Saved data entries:

PR #1437, opened 2023-12-21
Configurable context_window and tokenizer

imartinez:
Extract two key model parameters to settings. 
- Tokenizer: used to calculate the available context window given a prompt in several LlamaIndex pipelines. The default tokenizer is the one used for gpt-3.5 but it is not aligned with, for example, Mistral model. Using huggingface as provider of the tokenizer information, added to setup download script.
- context_window: base model argument

### DIFF
--- a/private_gpt/components/llm/llm_component.py
+++ b/private_gpt/components/llm/llm_component.py
@@ -1,11 +1,13 @@
 import logging
 
 from injector import inject, singleton
+from llama_index import set_global_tokenizer
 from llama_index.llms import MockLLM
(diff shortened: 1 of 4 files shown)


pabloogc (approved):

cognitivetech:
is there a way to make this setup script not download the model if I already have it?

running setup for embeddings \ tokenizer.. since I don't know how to add those manually but it also triggers superfluous model download.

alternatively it would be nice to have a documented way to manually download and configure embeddings \ tokenizer

Issue #1424, opened 2023-12-19
[Request] Allow custom openai endpoint


lenaxia:
Due to changes in PrivateGPT, openai replacements no longer work as we cannot define custom openai endpoints. 

LocalAI is an example: https://github.com/mudler/LocalAI/tree/master/examples/privateGPT

It is a drop in replacement for ChatGPT Openai with compatible REST APIs. Being able to define custom openai endpoints in the settings files would enable us to use localai.

creasydude:
any updates?

mchill:
This is pretty easy to implement with [OpenAILike](https://docs.llamaindex.ai/en/stable/api_reference/llms/openai_like.html). I tested it briefly at first with LocalAI, and then with vLLM. I also need this feature, so I'll get around to opening a PR if no one else picks it up.

PR #1447, opened 2023-12-22
feat(llm): Add openailike llm mode

mchill:
This mode behaves the same as the openai mode, except that it allows setting custom models not supported by OpenAI. It can be used with any tool that serves models from an OpenAI compatible API.

Note that the mentioned libraries, LocalAI and vLLM, also have their own providers in LlamaIndex. This is a more generic solution that should support those and many more libraries.

One fun implication that I'm testing is the possibility of running PrivateGPT on top of another instance of PrivateGPT. The top-level instance manages embeddings, and the bottom-level instance runs an LLM. With a little additional logic, it could be possible to route requests from the parent instance to multiple child instances based on model id in the request, effectively letting a single PrivateGPT instance serve multiple models while benefiting from a single document store.

Implements #1424

### DIFF
--- a/fern/docs/pages/manual/llms.mdx
+++ b/fern/docs/pages/manual/llms.mdx
@@ -37,6 +37,7 @@ llm:
   mode: openai
 
 openai:
+  api_base: <openai-api-base-url> # Defaults to https://api.openai.com/v1
   api_key: <your_openai_api_key>  # You could skip this configuration and use the OPENAI_API_KEY env var instead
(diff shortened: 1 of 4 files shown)


imartinez (approved):
I love the proposal and the execution. Great job. And the possibility of running a PGPT on top of another PGPT is really exciting. Thanks!

mchill:
Pushed a fix for the linting errors. I ran `make test` and completely skipped over the `make check` instruction. 😅

imartinez (approved):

Work to complete
For the string "fern", report how many lines of the records contain it, giving the number only.

Answer to this task
2